> **TASK DIRECTIONS**:
The required output is all lines below that contain the word "could".

> **LISTED RECORDS**:

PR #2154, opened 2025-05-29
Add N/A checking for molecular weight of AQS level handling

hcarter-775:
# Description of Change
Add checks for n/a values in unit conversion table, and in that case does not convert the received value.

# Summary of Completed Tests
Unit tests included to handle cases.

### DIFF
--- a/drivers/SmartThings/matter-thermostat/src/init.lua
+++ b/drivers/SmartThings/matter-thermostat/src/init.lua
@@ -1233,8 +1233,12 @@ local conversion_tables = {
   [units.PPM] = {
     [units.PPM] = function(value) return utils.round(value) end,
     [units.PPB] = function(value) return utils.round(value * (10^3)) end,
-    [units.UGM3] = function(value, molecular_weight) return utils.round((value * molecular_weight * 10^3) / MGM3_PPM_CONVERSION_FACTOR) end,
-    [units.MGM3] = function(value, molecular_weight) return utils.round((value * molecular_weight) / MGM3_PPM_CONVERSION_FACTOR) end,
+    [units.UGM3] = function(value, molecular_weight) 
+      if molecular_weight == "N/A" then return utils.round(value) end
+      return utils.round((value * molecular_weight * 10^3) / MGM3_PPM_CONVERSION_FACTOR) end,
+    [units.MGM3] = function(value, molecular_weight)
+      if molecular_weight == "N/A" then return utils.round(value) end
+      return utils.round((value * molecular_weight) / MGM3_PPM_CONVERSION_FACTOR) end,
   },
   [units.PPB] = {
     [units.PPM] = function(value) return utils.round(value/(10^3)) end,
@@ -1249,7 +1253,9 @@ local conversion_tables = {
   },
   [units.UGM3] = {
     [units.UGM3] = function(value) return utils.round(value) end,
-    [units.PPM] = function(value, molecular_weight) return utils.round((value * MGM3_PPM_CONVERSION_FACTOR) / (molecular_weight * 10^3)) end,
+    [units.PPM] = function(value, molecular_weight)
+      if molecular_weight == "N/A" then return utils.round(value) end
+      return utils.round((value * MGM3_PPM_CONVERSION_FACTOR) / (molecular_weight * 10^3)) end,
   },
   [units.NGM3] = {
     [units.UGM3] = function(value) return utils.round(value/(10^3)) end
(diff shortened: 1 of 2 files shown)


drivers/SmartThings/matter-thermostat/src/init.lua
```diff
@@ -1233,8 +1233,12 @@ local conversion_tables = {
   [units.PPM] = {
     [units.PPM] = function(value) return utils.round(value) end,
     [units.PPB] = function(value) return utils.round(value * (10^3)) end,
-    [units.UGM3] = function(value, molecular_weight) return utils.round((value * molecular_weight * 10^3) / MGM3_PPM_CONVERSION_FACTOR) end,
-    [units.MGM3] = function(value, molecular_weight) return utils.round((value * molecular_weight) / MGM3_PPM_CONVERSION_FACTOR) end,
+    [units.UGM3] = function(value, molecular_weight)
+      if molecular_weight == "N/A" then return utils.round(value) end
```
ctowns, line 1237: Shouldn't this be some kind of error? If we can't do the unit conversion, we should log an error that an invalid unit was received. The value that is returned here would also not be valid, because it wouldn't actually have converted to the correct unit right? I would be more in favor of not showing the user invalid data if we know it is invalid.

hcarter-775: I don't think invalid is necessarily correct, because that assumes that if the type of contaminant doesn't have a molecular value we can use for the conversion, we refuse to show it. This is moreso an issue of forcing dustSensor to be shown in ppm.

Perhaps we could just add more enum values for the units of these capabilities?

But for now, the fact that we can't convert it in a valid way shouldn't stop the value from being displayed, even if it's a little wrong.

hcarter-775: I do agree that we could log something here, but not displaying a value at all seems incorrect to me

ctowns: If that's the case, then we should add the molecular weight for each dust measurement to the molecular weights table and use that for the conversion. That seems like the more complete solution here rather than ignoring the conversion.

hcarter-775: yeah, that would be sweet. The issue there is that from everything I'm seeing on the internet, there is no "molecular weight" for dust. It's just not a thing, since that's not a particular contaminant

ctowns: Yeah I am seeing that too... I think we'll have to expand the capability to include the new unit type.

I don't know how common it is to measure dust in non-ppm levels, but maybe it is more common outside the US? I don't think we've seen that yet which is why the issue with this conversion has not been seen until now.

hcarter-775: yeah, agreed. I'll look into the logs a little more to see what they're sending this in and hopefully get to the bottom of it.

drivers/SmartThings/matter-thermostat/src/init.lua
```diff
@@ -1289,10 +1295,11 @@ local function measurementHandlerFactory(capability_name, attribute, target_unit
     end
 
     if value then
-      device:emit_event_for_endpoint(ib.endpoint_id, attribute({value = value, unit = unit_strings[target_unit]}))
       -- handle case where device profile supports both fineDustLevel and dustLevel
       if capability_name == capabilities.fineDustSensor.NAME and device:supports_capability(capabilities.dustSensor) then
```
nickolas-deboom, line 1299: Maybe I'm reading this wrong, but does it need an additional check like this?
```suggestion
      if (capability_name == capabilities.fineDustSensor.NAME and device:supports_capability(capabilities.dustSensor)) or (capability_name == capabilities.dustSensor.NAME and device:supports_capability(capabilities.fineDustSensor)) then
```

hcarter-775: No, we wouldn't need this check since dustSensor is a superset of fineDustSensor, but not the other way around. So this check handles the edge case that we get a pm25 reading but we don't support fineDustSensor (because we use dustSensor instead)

> **TASK SOLUTION**:
Perhaps we could just add more enum values for the units of these capabilities?
hcarter-775: I do agree that we could log something here, but not displaying a value at all seems incorrect to me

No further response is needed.